* Data shown:
+ + + + + + +

Issue #21, opened 2022-01-08
Discord Community Server


Shinigami92:
Create and link a Discord community server.

(If you need a moderator for the start and initial setup, I can help)

clarkerican:
What is everyone's take on Slack vs Discord?  I'm happy to help set either one up!

damienwebdev:
We have the Daffodil Discord server https://discord.gg/EcF7XFpr as a temporary server if we need to get stuff done quickly. I don't intend for this to be the forever home of FakerJs though,

Shinigami92:
What's Daffodil? I asked for creating a Faker.js community Discord Server like e.g. we have for Vite or Vue or Quasar

Example:
Vite: https://chat.vitejs.dev <a href="https://chat.vitejs.dev"><img src="https://img.shields.io/badge/chat-discord-blue?style=flat&logo=discord" alt="discord chat"></a>

damienwebdev:
Daffodil is a project that depends on Faker. I was just using it as a temporary server for quick correspondence until we set up a new one.

Use this instead: https://discord.gg/U6JxmrEm for a temporary one.

PR #3038, opened 2024-08-05
infra: fix preflight comment for external contributors

ST-DDT:
This PR fixes the preflight comments for external contributors.

PRs that are created from third party repositories are run with read only permissions, thus the CI run is unable to post the comment to the PR.

There are two solutions to that issue:

1. Use the pull request target event
2. Run a secondary CI step with increased permissions

The pull_request_target event based CI pipeline is considered dangerous if it uses the checked out code and since the pipeline actually uses the PRs code in order to determine whether it is complete or not, this is not an option.
So this PR uses the second option and runs an independent CI step using the code from next to run the script to update the comment.

## Example

- PR: https://github.com/ST-DDT/faker/pull/21
- Check-Action: https://github.com/ST-DDT/faker/actions/runs/10255812338/job/28373547559
- Comment-Action: https://github.com/ST-DDT/faker/actions/runs/10255829985/job/28373604237
- PR-Comment: https://github.com/ST-DDT/faker/pull/21#issuecomment-2269893046
  grafik

I hope that I tested this sufficiently and this isn't just a flawed test setup.
It would be good, if you could test this by creating a PR with preflight diffs against `ST-DDT/faker:next` (optimally by using your own forks of faker instead of from the main repo)

- [ST-DDT/faker@`0f10028` (#21)](https://github.com/ST-DDT/faker/pull/21/commits/0f10028cda939acaa4ef37396d9722994249cf88)


Shinigami92:
as with your other PR, please first adjust the PR title to something matching with the history

ST-DDT:
> as with your other PR, please first adjust the PR title to something matching with the history

Done

Shinigami92 (dismissed):

ejcheng (dismissed):

.github/workflows/commentCodeGeneration.ts
```diff
@@ -7,42 +7,60 @@ import type { context as ctx, GitHub } from '@actions/github/lib/utils';
...
+    state: 'open',
+    head: head_branch,
+  });
+
+  if (prs.length === 0) {
+    console.log(`No PRs found for branch ${head_branch}`);
+    return;
+  }
+
+  const pr_number = prs[0].number;
```
xDivisionByZerox, line 31: Instead of doing an additional http request, could you no try to access the [`pull_request` field on the `context`](https://github.com/actions/toolkit/blob/f003268b3250d192cf66f306694b34a278011d9b/packages/github/src/interfaces.ts#L24)? Alternativly the [`issue` getter](https://github.com/actions/toolkit/blob/main/packages/github/src/context.ts#L57) (as previously used) should work as well, sice this will always return a numeric value.

.github/workflows/preflight-comment.yml
```diff
@@ -0,0 +1,45 @@
...
+          node-version: 22
+          cache: 'pnpm'
+
+      - name: Install deps
+        run: pnpm install
+        env:
+          CYPRESS_INSTALL_BINARY: 0
+
+      - name: Transpile ts
+        run: pnpm tsup-node .github/workflows/commentCodeGeneration.ts --format cjs --clean false --out-dir .github/workflows
```
xDivisionByZerox, line 38: To optimize our process and conserve energy, could we consider writing the file directly in JavaScript with JSDoc comments for type safety, instead of transpiling it each time?

.github/workflows/preflight-comment.yml
```diff
@@ -0,0 +1,45 @@
...
+      - name: Set node version to 22
+        uses: actions/setup-node@1e60f620b9541d16bece96c5465dc8ee9832be0b # v4.0.3
+        with:
+          node-version: 22
+          cache: 'pnpm'
+
+      - name: Install deps
+        run: pnpm install
+        env:
+          CYPRESS_INSTALL_BINARY: 0
```
xDivisionByZerox, line 35: Do we need to install dependencies here? The script is not using any AFAICT.

xDivisionByZerox (commented):
The current PR desciption doesn't provide information **why** the setup did not work previously. I can follow the steps done in the PR, but can't confirm for myself **why** this fixes the problem. Could you be so kind to give a short explanation in the PR description, please.

.github/workflows/preflight-comment.yml
Shinigami92: I won't really like to do that 🫤 
However we could try the new experimental node feature `node --experimental-strip-types .github/workflows/commentCodeGeneration.ts`, if we have node v22.6.0 available here

.github/workflows/commentCodeGeneration.ts
ST-DDT: The pull request field in the event was always empty in my tests. 😕

ST-DDT:
> The current PR desciption doesn't provide information **why** the setup did not work previously. I can follow the steps done in the PR, but can't confirm for myself **why** this fixes the problem. Could you be so kind to give a short explanation in the PR description, please.

Sure, will add it when I'm back.
TLDR: External PRs dont have any permissions (to comment on the PR).

.github/workflows/preflight-comment.yml
ST-DDT: It uses tsup(-node).

.github/workflows/preflight-comment.yml
ST-DDT: There might be ways to import the code via tsx. For now, I only moved it from one workflow to another.
I'll have another look soon.

xDivisionByZerox: > I won't really like to do that

Why? What do we gain from using typescript in this specific szenario?

.github/workflows/preflight-comment.yml
xDivisionByZerox: Yeah, this comment only makes sense in combination with [my other comment](https://github.com/faker-js/faker/pull/3038#discussion_r1711472685).

.github/workflows/commentCodeGeneration.ts
xDivisionByZerox: The getter for "issue" as well?

.github/workflows/preflight-comment.yml
Shinigami92: > > I won't really like to do that
> 
> Why? What do we gain from using typescript in this specific szenario?

Cause I (assume) wont like to `allowJs: true` in tsconfig and live with a pure ts only codebase

xDivisionByZerox:
FYI: I tested this implementation against @ST-DDT's fork and [it worked as expected](https://github.com/ST-DDT/faker/pull/22#issuecomment-2278124984).

.github/workflows/preflight-comment.yml
xDivisionByZerox: > Cause I (assume) wont like to allowJs: true in tsconfig [...]

That would not be requireed since only `/src` is tracked there 🤔 :

https://github.com/faker-js/faker/blob/354ff4af8b7e3d34125e3052208b5800f6a5ecd9/tsconfig.build.json#L15

We don't have any TS-Config that tracks files in `/.github`. Correct me if I'm wrong.

> [...] live with a pure ts only codebase

I see the benifit for our codebase, but fail to see the benifit over JSDoc enhanced JS in simple scripts. Thats why I asked for reasoning for this specific scenario. Whats the benifit of having a "pure ts only codebase"? This feels like a ADHD thing regarding the GH statistics (???) :

image

Shinigami92: > > Cause I (assume) wont like to allowJs: true in tsconfig [...]
> 
> That would not be requireed since only `/src` is tracked there 🤔 :
> 
> https://github.com/faker-js/faker/blob/354ff4af8b7e3d34125e3052208b5800f6a5ecd9/tsconfig.build.json#L15
> 
> We don't have any TS-Config that tracks files in `/.github`. Correct me if I'm wrong.

Here is the "correction":

https://github.com/faker-js/faker/blob/354ff4af8b7e3d34125e3052208b5800f6a5ecd9/package.json#L80

- https://github.com/faker-js/faker/blob/next/tsconfig.json

---

I pray that some day `.prettierrc.js` and `eslint.config.js` can be a `.ts` file, as every single other tool allows nowadays to also have a `.ts` config file

Edit: for prettier we can follow https://github.com/prettier/prettier/issues/16119

- https://github.com/prettier/prettier/issues/16119

And for eslint, I found a whole RFC 👀 
- https://github.com/eslint/rfcs/tree/main/designs/2024-support-ts-config-files

xDivisionByZerox: > Here is the "correction": [...]

Thank you for that. I considered the default `include` to be empty (`[]`), but with your comment I verified my knowledge and noticed that this is only the case if you provide `files` as well. 

> [!Note]
> Thats one of these occasions where I'd prefer verbose configurations over implicitly using defaults.

Would be easy enought to exclude, TBF.

> I pray that some day .prettierrc.js and eslint.config.js can be a .ts file, as every single other tool allows nowadays to also have a .ts config file

Again, **why**? What benifit do you gain here? We are arguing over an additional compilation step each time the action is run, for a file that is likely to not change for the next year. I'm don't deny the possibility to use TS here, but at this point I really what to know **why**. "Because it's TS" is not a valid technical argument here IMO.

ST-DDT: Maybe it is easier to just inline it.

Shinigami92: you have the stronger arguments right now, so feel free

in the meanwhile I can check if `actions/github-script` can be patched to allow typescript out of the box.
right now it looks like we even use legacy cjs here... maybe we can at least use todays standard esm

Shinigami92: Oh look, there are already issues for
- esm: https://github.com/actions/github-script/issues/457
- ts: https://github.com/actions/github-script/issues/294

Shinigami92: One last point from my side: I'm a bit unsure how this is related to this PR
Maybe extract into own PR so we can refer more easily in the future

xDivisionByZerox: > in the meanwhile I can check if actions/github-script can be patched to allow typescript out of the box.

Excluding the compilation tep by having GH actions accept TS file/code nativly would (mostly) negate all argument I made so far which would bring me on board with that language choice for this task.

> [...] I'm a bit unsure how this is related to this PR

I believe this is relevant because these are completely new files (both TypeScript and GitHub Action). This made me think that downloading all (dev-)dependencies and compiling the script file, which is very unlikely to change, adds overhead and complexity, which is unnecessary in my opinion.

I'm fine talking about the topic of infrastructure design in a separate issue/PR.

Shinigami92: > I believe this is relevant because these are completely new files (both TypeScript and GitHub Action). [...]

Sorry but wrong again 🤔 
`.github/workflows/commentCodeGeneration.ts` is and was a `.ts` file for around 2 years now
- initial commit: https://github.com/faker-js/faker/blob/f934792db4c3c1b44550b79cee893aa545164c59/.github/workflows/commentCodeGeneration.ts

xDivisionByZerox: You are correct. The TS file is not new, only the YAML (`.github/workflows/preflight-comment.yml`) that defines the steps is. So my addition "both TypeScript and GitHub Action" is incorrect, sorry about that.

.github/workflows/commentCodeGeneration.ts
ST-DDT: Yes:

> Issue `{ owner: 'ST-DDT', repo: 'faker', number: undefined }`

- https://github.com/ST-DDT/faker/pull/23
- https://github.com/ST-DDT/faker/commit/2ccb840ac170313f11921857899dc106c554d50f
- https://github.com/ST-DDT/faker/actions/runs/10376203914/job/28727594034

ST-DDT:
Ready for review

Shinigami92 (approved):

.github/workflows/commentCodeGeneration.ts
xDivisionByZerox: Interesting, I'll look into this seperatly.

[I found an interesting discussion in the checkout action repo, tho.](https://github.com/actions/checkout/issues/58#issuecomment-663103947)

xDivisionByZerox (approved):

ejcheng (approved):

+ + + + + + +

* What you have to do: What is the number of lines in the listing above that contain the string "option"? Give only the number.

* Output for this exercise: 2